Friday, August 22, 2008
OK ... OK ... so I have been MIA. Well not totally as I have been posting everyday ... but at a minimum. I have been stressed to the max lately and I thought I would blog about it so ya'll don't think I am avoiding my plan.
Despite the stress, I have been logging my food everyday for the most part. I have been tracking water and goals also. I didn't want to blog about the stress cuz I like to keep my blogs happy and add a joke or two, but I need to have a way to rant so this is it.
The biggest stress culprit at the moment is my job. I took this job about a year and half ago, it was supposed to be my dream job but it has turned into a nightmare. My job, basically, is to sit on my but with nothing to do and guess what is happening within the company. There is no communication, I have nothing to do except surf the internet all day and now I am not getting paid either. UGH! I should have guessed when the last 4 pay checks bounced that it was time to get out. But I didn't. So now I am holding a check that bounced and calling the bank everyday to check for funds available and since then I have two additional checks that he has given me that aren't any good! I just want to quit but I feel like if I quit I will go to the bottom of the line in the money department. I have taken money out of savings to pay the monthly bills and it is dwindling fast with no end in sight. The hubby is more than just a little irritated (not at me thankfully) with the boss and he wants to call him and give him a piece of his mind. He is so angry that we fought on our 23rd anniversary last Sunday. No job is worth all of this aggravation and I am looking, but the job market is pretty tight in this area. So I have no choice but to stay here until something pans out.

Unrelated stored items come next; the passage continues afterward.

PR #168, opened 2025-12-12
feat: Allow QueryChat usage outside of Shiny app

### LINKED ISSUE #117: Provide a way to disable analytical queries
Perhaps with something like a `tools` parameter. The benefit being that you can prevent the LLM from seeing any SQL results

### LINKED ISSUE #159: Access chat client outside of Shiny app
Hi, thanks for all the recent improvements to this package! 

I was wondering if it is possible to access the ellmer chat object created by `QueryChat$new()` after the system prompt and all querychat tooling has been added? 

My use case is that I would like to pass this as the solver in `vitals::Task$new()` to programmatically evaluate the performance of the chatbot across different models.

Thanks!

gadenbuie:
Fixes #159
Fixes #117

- New `client()` method - QueryChat objects can now create standalone chat clients with configurable tools and callbacks, enabling use outside of Shiny applications.

- New `console()` method - Launch interactive console-based chat sessions with your data source, with persistent conversation state across invocations (seems like a feature we might want to bring to the `app()` method, but there it's a little more complicated, so that can be follow-up).

- Configurable tool selection - This happened to be easy to fold into this change. A new `tools` parameter allows selective inclusion of "query" and/or "update" tools, enabling privacy-focused workflows that prevent the LLM from accessing data. 

    * Enabled tools are set when creating the class instance and the value is respected in all methods except `console()`
    * `console()` defaults to using `tools = "query"`, since the `update` tool doesn't make sense in that context
    * `client()` defaults to the instance's `tools` value but can be overridden directly.
    * All the app-related methods call the `client()` method with the default: use the instance setting for `tools`

### DIFF
--- a/pkg-r/tests/testthat/_snaps/querychat_tools.md
+++ b/pkg-r/tests/testthat/_snaps/querychat_tools.md
@@ -9,10 +9,10 @@
 ---
 
     Code
-      tool_update_dashboard(df_source, udpate_fn = NULL)
+      tool_update_dashboard(df_source, update_fn = NULL)
     Condition
       Error in `tool_update_dashboard()`:
-      ! unused argument (udpate_fn = NULL)
+      ! `update_fn` must be a function, not `NULL`.
     Code
       tool_update_dashboard(df_source, update_fn = function(query) { })
     Condition
--- a/pkg-r/tests/testthat/test-querychat_tools.R
+++ b/pkg-r/tests/testthat/test-querychat_tools.R
@@ -3,7 +3,7 @@ test_that("tool_update_dashboard() checks inputs", {
 
   df_source <- local_data_frame_source(new_test_df())
   expect_snapshot(error = TRUE, {
-    tool_update_dashboard(df_source, udpate_fn = NULL)
+    tool_update_dashboard(df_source, update_fn = NULL)
     tool_update_dashboard(df_source, update_fn = function(query) {})
     tool_update_dashboard(df_source, update_fn = function(title, extra) {})
   })


pkg-py/src/querychat/_querychat.py
```diff
@@ -46,22 +57,45 @@ def __init__(
             )
 
         self.id = id or table_name
+        self.tools = tools or ["update", "query"]
```
cpsievert: I'd expect `[]` to give me no tools, but since it's falsy, this would currently give "all tools"

pkg-py/src/querychat/_querychat.py
```diff
@@ -241,6 +275,170 @@ def generate_greeting(self, *, echo: Literal["none", "output"] = "none"):
         client.set_turns([])
         return str(client.chat(GREETING_PROMPT, echo=echo))
 
+    def _assemble_system_prompt(
```
cpsievert: Did you intend to also get rid of `def assemble_system_prompt`? 

BTW, I feel like this doesn't necessarily have to be a method: it could take just `tools`, `data_source`, and `prompt_parts` as input params.

pkg-py/src/querychat/_querychat.py
```diff
@@ -46,22 +57,45 @@ def __init__(
...
+        # Store prompt components for lazy assembly
+        if prompt_template is None:
+            prompt_template = Path(__file__).parent / "prompts" / "prompt.md"
+        self._prompt_template = (
+            prompt_template.read_text()
+            if isinstance(prompt_template, Path)
+            else prompt_template
         )
 
+        self._prompt_parts = {
```
cpsievert: Consider pulling the prompt template/parts logic out into a separate class. The init could handle this logic and it could also have a method for assembling the prompt.

pkg-py/src/querychat/_querychat.py
```diff
@@ -286,15 +484,55 @@ class QueryChat(QueryChatBase):
...
+    **Interactive console:**
+    ```python
+    from querychat import QueryChat
+    import pandas as pd
+
+    df = pd.DataFrame({"a": [1, 2, 3], "b": [4, 5, 6]})
+    qc = QueryChat(df, "my_data")
+
+    # Start an interactive console chat (query-only by default)
+    qc.console()
```
cpsievert, line 488:
```suggestion

    # Start an interactive console chat
    qc.console()
```

pkg-py/src/querychat/_querychat.py
```diff
@@ -241,6 +275,170 @@ def generate_greeting(self, *, echo: Literal["none", "output"] = "none"):
...
+                "has_tool_query": "query" in tools if tools else False,
+            },
+        )
+
+    def client(
+        self,
+        *,
+        tools: Optional[Sequence[TOOL_GROUPS] | MISSING_TYPE] = MISSING,
+        update_dashboard=None,
+        reset_dashboard=None,
```
cpsievert: Some types would be helpful here?

pkg-py/src/querychat/_querychat.py
```diff
@@ -252,7 +450,7 @@ def system_prompt(self) -> str:
             The system prompt string.
 
         """
-        return self._client.system_prompt or ""
+        return self._assemble_system_prompt()
```
cpsievert: This doesn't account for `self.tools`

pkg-py/src/querychat/_querychat.py
cpsievert: Somewhat related, `.client()` takes a different approach with `MISSING` -- let's be consistent about type/meaning here.

Also, what both of them looked something like this? 

```python
tools: TOOL_GROUPS | tuple[TOOL_GROUPS, ...] = ("update", "query")
```

And then `self.tools` gets upgraded to always be a `tuple`?

pkg-py/src/querychat/_querychat.py
cpsievert: Update: see also this comment https://github.com/posit-dev/querychat/pull/168/files#r2620999224

pkg-py/src/querychat/_querychat.py
gadenbuie: Agreed, I think I added `MISSING` later in the process and missed returning here. And yeah, we can do it as suggested

pkg-py/src/querychat/_querychat.py
gadenbuie: It does, that's why it's a method. But you're right that we could just pass in the value of `self.tools` and keep `assemble_system_prompt()` as a helper function.

Or move it into an internal `QueryChatPrompt` class to organize the prompt parts. (I'll probably head that direction.)

pkg-py/src/querychat/_querychat_module.py
```diff
@@ -91,26 +92,35 @@ def mod_server(
...
+    def reset_dashboard():
+        sql.set(None)
+        title.set(None)
 
-    # Register tools with annotations for the UI
-    chat.register_tool(update_dashboard_tool)
-    chat.register_tool(query_tool)
-    chat.register_tool(reset_dashboard_tool)
+    # Set up the chat object for this session
+    # Support both a callable that creates a client and legacy instance pattern
```
cpsievert, line 112: I don't think we need to support the legacy pattern?

pkg-py/src/querychat/_querychat.py
cpsievert: Ahh right, my bad, and sounds good.

pkg-py/src/querychat/_querychat.py
gadenbuie: cd66b0525244d905035f8d91a6fa47ffcbd59859

pkg-py/src/querychat/_querychat.py
gadenbuie: 0750ce704628e9eb8bfe7db1821ccc1fb82df223

pkg-py/src/querychat/_querychat.py
gadenbuie: Done in both Python (50760c611573adab6bcae84a425172c1cd1eb559) and R (dea193bc8924ed42ace910eff7376c032cdb3d0c)

pkg-py/src/querychat/_querychat.py
```diff
@@ -32,6 +44,7 @@ def __init__(
         id: Optional[str] = None,
         greeting: Optional[str | Path] = None,
         client: Optional[str | chatlas.Chat] = None,
+        tools: TOOL_GROUPS | tuple[TOOL_GROUPS, ...] | None | MISSING_TYPE = MISSING,
```
cpsievert: I might be missing something, but I like the approach you took in the R package of having `("update", "query")` as the default value. That's also why I suggested a tuple -- unlike lists, tuples are immutable, so they are safe to use as default value

pkg-py/src/querychat/_querychat.py
```diff
@@ -731,3 +933,40 @@ def assemble_system_prompt(
             "extra_instructions": extra_instructions_str,
         },
     )
+
+
+def _normalize_tools(
```
cpsievert: Since were in `_querychat.py`, this doesn't have to start with a `_`

pkg-py/src/querychat/_querychat.py
```diff
@@ -731,3 +933,40 @@ def assemble_system_prompt(
...
+    tools: TOOL_GROUPS | tuple[TOOL_GROUPS, ...] | None | MISSING_TYPE,
+    default: tuple[TOOL_GROUPS, ...] | None,
+) -> tuple[TOOL_GROUPS, ...] | None:
+    """
+    Normalize tools parameter to a tuple or None.
```
cpsievert: I'd be open to removing this docstring since it's pretty obvious what it's doing

pkg-py/src/querychat/_querychat.py
```diff
@@ -731,3 +933,40 @@ def assemble_system_prompt(
             "extra_instructions": extra_instructions_str,
         },
     )
+
+
+def _normalize_tools(
+    tools: TOOL_GROUPS | tuple[TOOL_GROUPS, ...] | None | MISSING_TYPE,
+    default: tuple[TOOL_GROUPS, ...] | None,
```
cpsievert, line 938:
```suggestion
    default: tuple[TOOL_GROUPS, ...],
```

pkg-py/src/querychat/_querychat.py
```diff
@@ -241,6 +261,160 @@ def generate_greeting(self, *, echo: Literal["none", "output"] = "none"):
...
+        qc.console(new=True, tools="query")
+
+        # Continue previous console session
+        qc.console()  # picks up where you left off
+        ```
+
+        """
+        # Default to query-only for console (privacy)
+        if isinstance(tools, MISSING_TYPE) and (new or self._client_console is None):
+            tools = ("query",)
```
cpsievert: Query is the less private tool?

cpsievert: Also, it's not obvious to me why `.console()` should have different default tools from `.app()`

pkg-r/R/QueryChatSystemPrompt.R
```diff
@@ -0,0 +1,106 @@
...
+
+      whisker::whisker.render(self$template, context)
+    }
+  )
+)
+
+# Utility function for loading file or string content
+read_text <- function(x) {
+  if (file.exists(x)) {
+    readLines(x, warn = FALSE) |> paste(collapse = "\n")
```
cpsievert: The old version of this was using `read_utf8()`

pkg-py/src/querychat/_querychat.py
gadenbuie: Oh right, I forgot that tuples were immutable. So yeah, happy to make that change.

pkg-py/src/querychat/_querychat.py
gadenbuie: oops, no that comment isn't right, it's actually the opposite. I'll fix that.

`.console()` needs different tools from `.app()` because the update dashboard tool doesn't make sense in the console where there's no dashboard to update. Really, only the query tool makes sense and it's safe for that to be the default because this for interactive use, not something you'd put into production.

You _could_ go through hoops to set up `update_dashboard` in a way that it works or makes sense for something you're working on, but `tools = "query"` is the right default choice for `.console()`.

pkg-r/R/QueryChatSystemPrompt.R
gadenbuie: good catch thanks

pkg-py/src/querychat/_querychat.py
gadenbuie: `default` needs to be able to take `None` because `self.tools` can be `None` and in cases we use `normalize_tools()` to fall back to the global default if `tools = MISSING`.

pkg-py/src/querychat/_querychat.py
gadenbuie: To be a little more concrete about the hoops: `.console()` accepts kwargs that are passed to `.client()` which you could use to setup `update_dashboard` and `reset_dashboard` callbacks.

pkg-py/src/querychat/_utils.py
```diff
@@ -11,6 +11,15 @@
...
 
+class MISSING_TYPE:  # noqa: N801
+    """
+    A singleton representing a missing value.
+    """
+
+
+MISSING = MISSING_TYPE()
+
+
```
cpsievert, line 22:
```suggestion
```

gadenbuie: 🤔 were there other suggestions? we're still using `MISSING` on the `.client()` method because we need to differentiate between `tools=None` (attach no tools) and `tools=MISSING` (use the class instance default)

pkg-py/src/querychat/_querychat.py
cpsievert: Sounds good. 

BTW, this PR does start to make me think that it'd useful to have non-Shiny/reactive versions of `.df()`, etc., that you could read directly from the instance. And in that case, tools would also now update the values that those methods return. Seems this would be somewhat useful R and also might end up being really nice for supporting streamlit, etc on the Python side. I was sort of planning on dedicating some time to streamlit this week, so maybe I'll explore this idea once this PR is done?

It does also kinda push me a direction of thinking a `.chat()` and `.stream()` method might be useful?

pkg-py/src/querychat/_querychat.py
cpsievert: Ah yea, ok.

pkg-py/src/querychat/_utils.py
cpsievert: Ohh, shoot, ok. I was more-so thinking you could removing the `MISSING_TYPE` for `tools` on `__init__`

cpsievert: Looks like it's been resolved, so nvm

pkg-py/src/querychat/_querychat.py
gadenbuie: I'm not sure about the non-reactive `.df()`, but as to `.chat()` and `.stream()` -- I created `.client()` to help us go down that path. My intuition is that in Streamlit, notebook, etc. contexts you might be able to get pretty far with superclasses that can rely on `.client()`, or maybe we'll need the `.chat()` and `.stream()` methods.

I don't think we should build any of these right this minute, but the goal of `.client()` is to make it easier to test and find out.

Next on the stress list. My son is moving to Moorhead to live with a friend and his mother to finish his senior year of high school. Moorhead is about 3 hours away from our house and making all of the arrangements for the move and school from this distance is frustrating. He is 18 and that has brought in a few complications with living with friend & his family. He needs to be added to the lease, go through a criminal background check, etc. Then when I think that he is 18 and should be able to do the school thing by himself ... he can't do it all of it alone. He needs me to fill out paperwork ... even though he is 18.
And finally ... I am hosting a baby shower for my daughter on Sunday ... with the lack of $$ cuz of the job it is making it difficult.